# Quick "MJ Tubes" Tutorial



## M.J

I get inqueries from time to time about how I do my "MJ Tubes" setup, so I thought I'd make a quick tutorial on them for anyone who is interested. I started doing tubes this way over the winter because I like shooting OTT but don't like cutting bands. This method combines the longevity of Chinese tubes with the accuracy I get from the OTT shooting style.
Also: I don't claim to be the first person on Earth to have done this, I've just been a big proponent of this style since I started doing it. And I didn't start calling them "MJ Tubes", Dayhiker did







(I do like it, though!)
So here we go.
First, take your 1745 or 1842 tube and cut two of them to 14" long. This length works for a draw length between 30 to about 36 inches. If your draw is much longer or shorter adjust accordingly.
Next loop the bands and attach to the pouch just as you would for a Dankung. I use a short (1/4" or so) piece of 1745 tube for pouch attachment.







Then cut two pieces of 1/4" i.d. tubing from your local hardware store to between 3/8" to 1/2" long. These peices go on the borrom to facilitate the OTT tying. you can tie looped Chinese bands on without this but the tie cuts in to them and they wear very quickly.
Find the "bottom" of the loop and get the two sides as even as possible, then fold it and apply a bit of natural lube (saliva, that is







) and slip the small piece over the end. Check that the two sides are still even. They should lay flat beside eachother if you set them down on a table. If they're not then readjust the end piece.







Tie them on your slingshot as you would a set of flats.
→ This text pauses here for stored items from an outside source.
PR #5723, opened 2019-01-10
fixed depth on diffuse textures with alpha in GeometryRenderer

### LINKED ISSUE #5690: Using SSAO2 pipeline with hasAlpha issue
When using SSOA2 Pipeline, the SSAO rendering isn't gonna consider objects with hasAlpha as having the right depth in the z-buffer, resulting in annomalies in the rendering.

Here is an example : https://www.babylonjs-playground.com/#LFVESY

image

CraigFeldspar:
Closes #5690


deltakosh:
thanks!!

PR #5745, opened 2019-01-13
Follow camera mouse wheel input

mrdunk:
Tested on Chrome and Firefox under Linux.
I'm reasonably confident this will work on other browsers.


deltakosh:
Thanks!

PR #5755, opened 2019-01-14
Removed action dependency from scene and meshes

deltakosh:


src/Actions/abstractActionManager.ts
```diff
@@ -0,0 +1,218 @@
...
+ * Abstract class used to decouple action Manager from scene and meshes.
+ * Do not instantiate.
+ * @see http://doc.babylonjs.com/how_to/how_to_use_actions
+ */
+export abstract class AbstractActionManager implements IDisposable {
+    /**
+       * Nothing
+       * @see http://doc.babylonjs.com/how_to/how_to_use_actions#triggers
+       */
+    public static readonly NothingTrigger = Constants.ACTION_NothingTrigger;
```
sebavan: Would be nice to keep it constants only in action manager

PR #5789, opened 2019-01-17
Added multiMultiMaterials option to MergeMeshes

danjpar:


danjpar:
Couple things I'm considering changing:
If no material is present for a mesh it uses the first material. I am thinking of changing it to default to the scene.defaultMaterial.
If there are meshes that share the same material, all materials are still added in the new multimaterial. I should have it check if the material already exists then reference that instead.

PR #5798, opened 2019-01-18
FollowCameraPointersInput and a Base class for any CameraPointersInput.

mrdunk:
I started to itch at the amount of code duplication around these cameras...
Please look at BaseCameraPointersInput in this change. It's a Base class that any CameraPointersInput can inherit from.

If there are good reasons that i'm missing why we shouldn't subclass here, let me know and i'll refactor.


src/Cameras/Inputs/BaseCameraPointersInput.ts
```diff
@@ -0,0 +1,328 @@
...
+            }
+        };
+
+        this._observer = this.camera.getScene().onPointerObservable.add(
+            this._pointerInput,
+            PointerEventTypes.POINTERDOWN | PointerEventTypes.POINTERUP |
+            PointerEventTypes.POINTERMOVE);
+
+        this._onLostFocus = () => {
+            this.log("FollowCameraPointersInput._onLostFocus");
```
deltakosh: this has to be removed

src/Cameras/Inputs/BaseCameraPointersInput.ts
```diff
@@ -0,0 +1,328 @@
...
+            this._onLostFocus = null;
+        }
+    }
+
+    /**
+     * Gets the class name of the current input.
+     * @returns the class name
+     */
+    public getClassName(): string {
+        return "ArcRotateCameraPointersInput";
```
deltakosh: need to be fixed with correct name

src/Cameras/Inputs/BaseCameraPointersInput.ts
```diff
@@ -0,0 +1,328 @@
...
+    /**
+     * Get the friendly name associated with the input class.
+     * @returns the input friendly name
+     */
+    public getSimpleName(): string {
+        return "pointers";
+    }
+
+    protected doDoubleTouch(type: string) {
+        this.log("FollowCameraPointersBase.doDoubleTouch(", type, ")");
```
deltakosh: we have to remove all logs for final review

src/Cameras/Inputs/BaseCameraPointersInput.ts
```diff
@@ -0,0 +1,328 @@
...
+               multiTouchPanPosition,
+               ")");
+    }
+
+    protected onContextMenu(evt: PointerEvent): void {
+        this.log("FollowCameraPointersInput.onContextMenu");
+        evt.preventDefault();
+    }
+
+    protected onGestureStart(e: PointerEvent): void {
```
deltakosh: I don't think we should introduce specific MS feature (further more now that Edge will use chromium)

src/Cameras/Inputs/BaseCameraPointersInput.ts
```diff
@@ -0,0 +1,328 @@
+import { Nullable } from "../../types";
```
deltakosh: Interesting but need to be cleaned if we want to use it as base class for all pointer inputs

src/Cameras/Inputs/BaseCameraPointersInput.ts
mrdunk: o yes.
Let's make `getClassName()` `abstract` in the Base class to force the user to set it in the derived class.

src/Cameras/Inputs/BaseCameraPointersInput.ts
mrdunk: agreed.
the switchable `log()` method  i have is more complicated than it has to be.

src/Cameras/Inputs/BaseCameraPointersInput.ts
mrdunk: as above.

src/Cameras/Inputs/BaseCameraPointersInput.ts
mrdunk: hmm, interesting...
it appears `this` in `BaseCameraPointersInput` is not able to access the derived `getClassName()`.

Learning about JS internals now. stay tuned.

mrdunk: Ok, setting a variable as `abstract` and returning that in the base `getClassName()` seems like a straight forward way to do this.

Interested to hear alternatives.

src/Cameras/Inputs/BaseCameraPointersInput.ts
mrdunk: @deltakosh I presume your just busy but want to make sure your aware i've cleaned this up.
I'm not in any hurry at my end so whenever works for me.

cheers!
dunk.

deltakosh:
Hey:) I saw conflicts so I thought you were still working on it

mrdunk:
Hi,
apologies, i missed the big "This branch has conflicts" message.
Not used to the interface.

i'll get those tidied up.

thanks!
dunk.

src/Cameras/Inputs/BaseCameraPointersInput.ts
```diff
@@ -0,0 +1,291 @@
...
+     * Called on pointer POINTERMOVE event if multiple touches are active.
+     * Override this method to provide functionality.
+     */
+    protected doMultiTouch(pointA: Nullable<PointerTouch>,
+                           pointB: Nullable<PointerTouch>,
+                           previousPinchSquaredDistance: number,
+                           pinchSquaredDistance: number,
+                           previousMultiTouchPanPosition: Nullable<PointerTouch>,
+                           multiTouchPanPosition: Nullable<PointerTouch>): void {
+        /* if (previousPinchSquaredDistance === 0 && previousMultiTouchPanPosition === null) {
```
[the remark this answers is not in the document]
mrdunk: Just meant as documentation on how to use this method.
I tried writing it in the docstring but code was much simpler.

How do you want this?
option 1: Un-comment the `if` statement but leave the text inside the block.
option 2: Remove the whole comment; `FollowCameraPointersInput` already gives an example.

deltakosh:
Well let's start with arcrotate first ;) So we can close this PR

mrdunk:
> Well let's start with arcrotate first ;) So we can close this PR

So ArcRotate implementation was quite straight forward to do.
I'm currently working on some tests that prove my implementation and the original have the same behavior for all input modes.
You can expect a pull request in the next few days.

deltakosh:
Do you want to update this one?

mrdunk:
Here's my proposed workflow:

Since i want to test both implementations of `ArcRotateCameraPointersInput` together i was going to submit a temporary PR (not intended for merging) parented to this one with my new `ArcRotateCameraPointersInput` and the existing one along with my tests proving they are functionally identical.

If/when you agree my tests prove the new `ArcRotateCameraPointersInput` is adequate i'll overwrite the old one in this PR and scrap the temporary one.

Open to other suggestions.
We could do it all in this PR and delete the tests before submission. (the tests are only useful while there are 2 versions of `ArcRotateCameraPointersInput`.)

deltakosh:
Sounds like a good plan to me :)

mrdunk:
i don't believe the latest build failure is related to my code;

src/Cameras/Inputs/BaseCameraPointersInput.ts
```diff
@@ -0,0 +1,355 @@
...
+        this._metaKey = false;
+        this._shiftKey = false;
+        this._buttonsPressed = 0;
+    }
+
+    /**
+     * Gets the class name of the current input.
+     * @returns the class name
+     */
+    public getClassName(): string {
```
deltakosh: why not overloading the function on each child?

deltakosh:
Not sure which PR you want to keep :) please close the unwanted one

src/Cameras/Inputs/BaseCameraPointersInput.ts
mrdunk: > why not overloading the function on each child?

I already mentioned this in the "conversation" tab ~17 days ago...
..."need to be fixed with correct name"...

While overloading the function certainly looks like the correct thing to do here, it's not actually that simple.
`getClassName()` is called from the constructor of one of the parent classes. That seems to mean it does not exist in `this` of the child classes until after the constructor is called....

This is all new to me so it's possible/likely my interpretation is wrong; i'm not a JS guy.

I'm afraid my brain has dropped the exact error... i'll recreate when i get home this evening if what i'm describing here makes no sense.

deltakosh: well this is the case on all our classes:
* https://github.com/BabylonJS/Babylon.js/blob/master/src/Meshes/linesMesh.ts#L103
* https://github.com/BabylonJS/Babylon.js/blob/master/src/Meshes/groundMesh.ts#L44

src/Cameras/Inputs/BaseCameraPointersInput.ts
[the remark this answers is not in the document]
mrdunk: Was thinking about this some more;
I don't like the idea of 1. (un-commenting) as it would take up space even when minified.

That leaves 2. (Remove the whole comment).

Agree?

src/Cameras/Inputs/BaseCameraPointersInput.ts
deltakosh: sure thing:)

src/Cameras/Inputs/BaseCameraPointersInput.ts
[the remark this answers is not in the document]
deltakosh: agree on 2

src/Cameras/Inputs/BaseCameraPointersInput.ts
mrdunk: Hrm, interesting...
so i originally wanted `getClassName()` in the base class to be virtual/abstract to force child implementations to set it.
Unfortunately setting `abstract public getClassName(): string;` in the base class causes the behavior i described; The method is undefined at compile time so the code errors at run time.

Setting `public getClassName(): string { return "something"; }` in the base class then overriding it later works; There is always a valid implementation, even if the one in Base should never be used.

I've submitted a fix that compiles and runs cleanly.
There is an argument that we should put a `console.error()` in `BaseCameraPointersInput.getClassName()`.

Thoughts?

deltakosh:
> I had fun though.
This is the only important point!

For the test, you can add them to our tests so it will just be part of the overall testing suite

src/Cameras/Inputs/BaseCameraPointersInput.ts
mrdunk: Nope. marking it abstract breaks at run time.
Let's leave it as it is.

mrdunk:
Build failures still look unrelated to my changes.
Looking at other PRs progress the underlying issue appears fixed.
Anyone know how to re-schedule build?

(Alternatively, i'll push a null diff when i get home this evening to trigger another build.)

deltakosh:
Yes you are right..I can merge then
THanks a lot!!

PR #5799, opened 2019-01-19
inspector light gizmo

TrevorDev:


inspector/src/components/sceneExplorer/entities/sceneTreeItemComponent.tsx
```diff
@@ -10,26 +10,29 @@ import { faSyncAlt, faImage, faCrosshairs, faArrowsAlt, faCompress, faRedoAlt }
...
     private _selectedEntity: any;
 
     constructor(props: ISceneTreeItemComponentProps) {
         super(props);
-
-        const scene = this.props.scene;
         let gizmoMode = 0;
-        if (scene.reservedDataStore && scene.reservedDataStore.gizmoManager) {
-            const manager: GizmoManager = scene.reservedDataStore.gizmoManager;
+        if (props.globalState.gizmoManager) {
```
deltakosh: Why do you need to store it globally and not on the scene?

inspector/src/inspector.ts
```diff
@@ -404,6 +404,12 @@ export class Inspector {
                 this._CreateActionTabs(scene, options, parentControl);
             }
         }
+
+        // Light gizmos
+        scene.lights.forEach((l)=>{
+            debugger;
```
deltakosh: Debugger?

inspector/src/components/sceneExplorer/entities/sceneTreeItemComponent.tsx
TrevorDev: At one point I didn't have a reference to scene so I moved it to global to access it. I think all places its used now have access to the scene but I left it thinking it was better to add to globalstate than scene.reservedDataStore . I can revert if you prefer the other way.

deltakosh: Yes please, so it is more unified

PR #5828, opened 2019-01-28
Added TrailMesh class. Credit to furcatomasz

danjpar:
I have not changed much from his original code.

### DIFF
--- a/src/Meshes/trailMesh.ts
+++ b/src/Meshes/trailMesh.ts
@@ -7,6 +7,9 @@ import { VertexData } from "./mesh.vertexData";
 import { Vector3 } from "../Maths/math";
 import { Scene } from "../scene";
 
+/**
+ * Class used to create a trail following a mesh
+ */
 export class TrailMesh extends Mesh {
 	private _generator: AbstractMesh;
 	private _diameter: number;
@@ -15,7 +18,15 @@ export class TrailMesh extends Mesh {
 	private _sectionVectors: Array<Vector3>;
 	private _sectionNormalVectors: Array<Vector3>;
 
-
+    /**
+     * @constructor
+     * @param name The value used by scene.getMeshByName() to do a lookup.
+     * @param generator The mesh to generate a trail.
+     * @param scene The scene to add this mesh to.
+     * @param diameter Diameter of trailing mesh. Default is 1.
+     * @param length Length of trailing mesh. Default is 60.
+     * @param material Material to apply to trailing mesh. Defaults to scene default.
+     */
 	constructor(name: string, generator: AbstractMesh, scene: Scene, diameter: number = 1, length: number = 60, material: Material) {
 		super(name, scene);
 		scene = this.getScene();
@@ -101,7 +112,10 @@ export class TrailMesh extends Mesh {
 		data.applyToMesh(this, true);
 	}
 
-	public update = () => {
+    /**
+     * Update trailing mesh geometry.
+     */
+	public update() {
 		let positions = this.getVerticesData(VertexBuffer.PositionKind);
 		let normals = this.getVerticesData(VertexBuffer.NormalKind);
 		if (positions && normals) {
--- a/src/Meshes/trailMesh.ts
+++ b/src/Meshes/trailMesh.ts
@@ -65,31 +65,24 @@ export class TrailMesh extends Mesh {
         let positions: Array<number> = [];
         let normals: Array<number> = [];
         let indices: Array<number> = [];
-
+        let meshCenter = Vector3.Zero();
+        if (this._generator._boundingInfo) {
+            meshCenter = this._generator._boundingInfo.boundingBox.centerWorld;
+        }
         let alpha: number = 2 * Math.PI / this._sectionPolygonPointsCount;
         for (let i: number = 0; i < this._sectionPolygonPointsCount; i++) {
             positions.push(
-                Math.cos(i * alpha) * this._diameter,
-                Math.sin(i * alpha) * this._diameter,
-                -this._length
-            );
-            normals.push(
-                Math.cos(i * alpha),
-                Math.sin(i * alpha),
-                0
+                meshCenter.x + Math.cos(i * alpha) * this._diameter,
+                meshCenter.y + Math.sin(i * alpha) * this._diameter,
+                meshCenter.z
             );
         }
         for (let i: number = 1; i <= this._length; i++) {
             for (let j: number = 0; j < this._sectionPolygonPointsCount; j++) {
                 positions.push(
-                    Math.cos(j * alpha) * this._diameter,
-                    Math.sin(j * alpha) * this._diameter,
-                    -this._length + i
-                );
-                normals.push(
-                    Math.cos(j * alpha),
-                    Math.sin(j * alpha),
-                    0
+                    meshCenter.x + Math.cos(j * alpha) * this._diameter,
+                    meshCenter.y + Math.sin(j * alpha) * this._diameter,
+                    meshCenter.z
                 );
             }
             let l: number = positions.length / 3 - 2 * this._sectionPolygonPointsCount;
@@ -116,6 +109,7 @@ export class TrailMesh extends Mesh {
                 l
             );
         }
+        VertexData.ComputeNormals(positions, indices, normals);
         data.positions = positions;
         data.normals = normals;
         data.indices = indices;
@@ -128,8 +122,10 @@ export class TrailMesh extends Mesh {
     /**
      * Start trailing mesh.
      */
-    public start(mesh: TrailMesh = this): void {
-        this._beforeRenderObserver = this.getScene().onBeforeRenderObservable.add(function() { mesh.update(); });
+    public start(): void {
+        this._beforeRenderObserver = this.getScene().onBeforeRenderObservable.add(() => {
+            this.update();
+        });
     }
 
     /**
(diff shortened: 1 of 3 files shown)


src/Meshes/trailMesh.ts
```diff
@@ -0,0 +1,156 @@
...
+     * @param scene The scene to add this mesh to.
+     * @param diameter Diameter of trailing mesh. Default is 1.
+     * @param length Length of trailing mesh. Default is 60.
+     * @param material Material to apply to trailing mesh. Defaults to scene default.
+     */
+	constructor(name: string, generator: AbstractMesh, scene: Scene, diameter: number = 1, length: number = 60, material: Material) {
+		super(name, scene);
+		scene = this.getScene();
+
+		this.layerMask = 2;
```
deltakosh: why this?

src/Meshes/trailMesh.ts
```diff
@@ -0,0 +1,156 @@
...
+import { Scene } from "../scene";
+
+/**
+ * Class used to create a trail following a mesh
+ */
+export class TrailMesh extends Mesh {
+	private _generator: AbstractMesh;
+	private _diameter: number;
+	private _length: number;
+	private _sectionPolygonPointsCount: number = 4;
```
deltakosh: this should be a parameter

src/Meshes/trailMesh.ts
```diff
@@ -0,0 +1,156 @@
...
+		data.positions = positions;
+		data.normals = normals;
+		data.indices = indices;
+		data.applyToMesh(this, true);
+	}
+
+    /**
+     * Update trailing mesh geometry.
+     */
+	public update() {
```
deltakosh: There are some tabs/space alignemnt issues

src/Meshes/trailMesh.ts
```diff
@@ -0,0 +1,156 @@
...
+				positions[l + 3 * i + 2] = this._sectionVectors[i].z;
+				normals[l + 3 * i] = this._sectionNormalVectors[i].x;
+				normals[l + 3 * i + 1] = this._sectionNormalVectors[i].y;
+				normals[l + 3 * i + 2] = this._sectionNormalVectors[i].z;
+			}
+			this.updateVerticesData(VertexBuffer.PositionKind, positions, true, false);
+			this.updateVerticesData(VertexBuffer.NormalKind, normals, true, false);
+		}
+	}
+}
```
deltakosh: The update mechanism should be called automatically and potentially turned off with an option if user wants to call it manually (Our golden rule is simplicity first :))

src/Meshes/trailMesh.ts
danjpar: Sorry, I saw that somewhere else in another file. Wasn't sure if it was a common thing, I'll get rid of it.

src/Meshes/trailMesh.ts
danjpar: My bad

danjpar:
It probably needs a Parse function too?

deltakosh:
Yep :) a Parse, a serialize and a clone

danjpar:
Sorry for so many commits. Still getting the hang of this..
Does everything look okay? I have not tested this feature at all, yet

danjpar:
I still need to work out some kinks in this. For example, the initial mesh is a big long ugly stick in the middle of the screen until the update function has been called enough times, and when the trail is stopped the mesh remains.

danjpar:
This one is a little tricky.. I'm struggling to figure out a good approach for this.
One thing I thought of is to copy the vertex data from the generator into the trail mesh, so it's basically a copy. As the update function runs, it checks if the position data reflects (entered length) * (generator positions length), and add more vertices each update until length is reached. Then if the trail is stopped, it would need to remove those vertices so just the initial mesh (generator copy) remains.

https://github.com/danjpar/babylonjsTesting
I don't know how to share a playground with the new class included, but here is how I've been testing. TrailMesh starts at lines 94155 in the .max.js file

danjpar:

to stop animations
```
scene.onBeforeRenderObservable.remove(observer);
newTrail.stop();
```

to start
```
observer = scene.onBeforeRenderObservable.add(animate);
newTrail.start();
```

src/Meshes/trailMesh.ts
```diff
@@ -0,0 +1,213 @@
...
+                    Math.cos(i * alpha) * this._diameter,
+                    Math.sin(i * alpha) * this._diameter,
+                    0
+                );
+                this._sectionNormalVectors[i].copyFromFloats(
+                    Math.cos(i * alpha),
+                    Math.sin(i * alpha),
+                    0
+                );
+                Vector3.TransformCoordinatesToRef(this._sectionVectors[i], this._generator.getWorldMatrix(), this._sectionVectors[i]);
```
deltakosh: For perf you should remove the call to getWorldMatrix out of the loop

danjpar:
I was messing around with resetting the animation counter so it doesn't just keep going to infinity, That's why the demo has a weird skip after a couple rounds.

deltakosh:
That looks like a good merge to me :)
Ok to write some doc as well?

danjpar:
just running gulp now to test new js file, I'll write up a doc after I push this commit

deltakosh:
Here probably:
https://github.com/BabylonJS/Documentation/tree/master/content/How_To/mesh
add a new .md and reference it from there:
https://github.com/BabylonJS/Documentation/blob/master/data/statics.json#L198

TrevorDev:
@danjpar @furcatomasz Right now only a single size parameter is support correct? For our 4.0 release video we are trying to highlight this feature. I was trying to have a trail effect on a sword/tube but the trail did not fit well to that shape. When setting the diameter to large it is visible even when the object is not moving as seen here https://playground.babylonjs.com/#L7RTFA. Any ideas on how this could be supported? Would it be possible to set top and bottom points that defines the start of the trail? Or should i limit our demo to spheres with a trail?

danjpar:
@TrevorDev I will play around with the code. I remember having the idea of making the starting points be contained within the generating mesh, but I don't remember why I didn't/couldn't implement it.

This is what creates it:
`
        var meshCenter = _Maths_math__WEBPACK_IMPORTED_MODULE_2__["Vector3"].Zero();
        if (this._generator._boundingInfo) {
            meshCenter = this._generator._boundingInfo.boundingBox.centerWorld;
        }
        var alpha = 2 * Math.PI / this._sectionPolygonPointsCount;
        for (var i = 0; i < this._sectionPolygonPointsCount; i++) {
            positions.push(meshCenter.x + Math.cos(i * alpha) * this._diameter, meshCenter.y + Math.sin(i * alpha) * this._diameter, meshCenter.z);
        }
        for (var i = 1; i <= this._length; i++) {
            for (var j = 0; j < this._sectionPolygonPointsCount; j++) {
                positions.push(meshCenter.x + Math.cos(j * alpha) * this._diameter, meshCenter.y + Math.sin(j * alpha) * this._diameter, meshCenter.z);
            }
            var l = positions.length / 3 - 2 * this._sectionPolygonPointsCount;
            for (var j = 0; j < this._sectionPolygonPointsCount - 1; j++) {
                indices.push(l + j, l + j + this._sectionPolygonPointsCount, l + j + this._sectionPolygonPointsCount + 1);
                indices.push(l + j, l + j + this._sectionPolygonPointsCount + 1, l + j + 1);
            }
            indices.push(l + this._sectionPolygonPointsCount - 1, l + this._sectionPolygonPointsCount - 1 + this._sectionPolygonPointsCount, l + this._sectionPolygonPointsCount);
            indices.push(l + this._sectionPolygonPointsCount - 1, l + this._sectionPolygonPointsCount, l);
        }
`
I think changing the Math.cos and Math.sin values will probably do the trick. I'll mess with it tomorrow.

danjpar:
After some thought, here's a few ideas,
Change diameter to dimensions array of width (x) and height (y), probably easiest way.
Using points as furthest x,y,z in each direction from center, thought this might not look good with complex shapes.
As you mentioned, user specified points.
A side note, the parameter sectionPolygonPointsCount controls how many points to use, 3 is a triangle, 4 is a square, etc.. This could also be adjusted by user with an additional constructor parameter. What do you think?

danjpar:
@TrevorDev 
https://github.com/BabylonJS/Babylon.js/pull/6171
I changed to array. Unfortunately it will still poke through if the object is stationary, but at least this one doesn't stick out the front when the object is moving

TrevorDev:
@danjpar thanks for the insight and new PR :) . I tried setting diameter x = 0 wherever an x was used and got this (still not sure why the black is visible) but its not poking through anymore but the falloff of the trail shrinks from the top and bottom which is a bit unexpected aswell.



I tried playing with _sectionPolygonPointsCount but I didn't really notice a difference. What do you expect with multiple points? A rounded tail?  

I also looked at Unity's trail mesh controls
image

It looks like they dont have points but a width instead but its similar to having 2 points for a top and bottom of an object. Ill give your branch a try. Thanks again.

danjpar:
@TrevorDev
Is backfaceculling false on the material and is it emissive?
Before, _sectionPolygonPointsCount would alter the shape protruding out, and the tail slightly. Not really worth the extra n*length vertices
I will keep testing adjustments

TrevorDev:
@danjpar I added comments to your PR for how I repo'd it. Let me know if you through your adjustments you find a solution. Thanks for your help.

PR #5830, opened 2019-01-29
Fix animation edge cases (one key, from === to)

### LINKED ISSUE #5829: glTF Asset Generator model Animation_NodeMisc_03.gltf index out of bounds
- Min repro: https://www.babylonjs-playground.com/#CGU8VD
- Expected result:  Model should load and animate without error.
- Current result:  Model loads, but animation crashes with an index-out-of-range exception.  This traces back to the _interpolate method in animation.ts, specifically to the definition of the variable endKey: var endKey = keys[key + 1];

bghgary:
Fixes #5829

### DIFF
--- a/src/Animations/animation.ts
+++ b/src/Animations/animation.ts
@@ -576,7 +576,10 @@ export class Animation {
             return highLimitValue.clone ? highLimitValue.clone() : highLimitValue;
         }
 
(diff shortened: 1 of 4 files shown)


bghgary:
Don't merge. My new unit test is failing.

PR #6536, opened 2019-06-26
Send request url to custom webRequest modifiers

PierreLeBlond:
It would be helpful to change web request headers according to request url, e.g. for known protected urls.


deltakosh:
A test is failing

Ok, here's the important thing and something it took me alot of trial and error to figure out. Only use enough of the 1/4" tube on the bottom to cover the fork grooves (if your slingshot has them) or to wrap the tie around. If the tubes "pivot" on this peice when you pull them back they will wear quicker. It's tempting to use a bigger peice since it would seem to act as a guide for the tubes when you pull them over the fork tips. A better solution is "dishing" the tips, that is to say making a half-moon shape in the front of the fork tip. This works great! If you don't want to do that it will still work fine, you just have to pay attention when you tie the bands on to tie them just to the outside of center on the tips. The fork pictured above has fairly narrow, non-dished tips and this still works fine.
They should look like this when finished:

__
Sensitive content, not recommended for those under 18
Show Content








I hope this helps and makes some people want to give this a try. They really do work great! 2040 works very well too, just shorten the length to about 13.5". They pull light and hit hard but don't last as long as 1745. I routinely wear out pouches with this setup before I have to change bands.
Please post your results if you give this a shot.


----------



## NaturalFork

5 star post for me. Well done. Thank you for the info!


----------



## M.J

One more thing: When I attach them to the fork I always run the tubes "inside to top". That is, the tube that's on the inside of the fork goes to the top of the pouch hole, outer goes to bottom.
Clear?
I've tried it the other way (outside to top) and it just doesn't seem to work as well.


----------



## Beanflip

Thanks again MJ. I'm gonna give it a go!


----------



## flippinout

Thank you MJ. I will be exploring tubes with a much keener interest now!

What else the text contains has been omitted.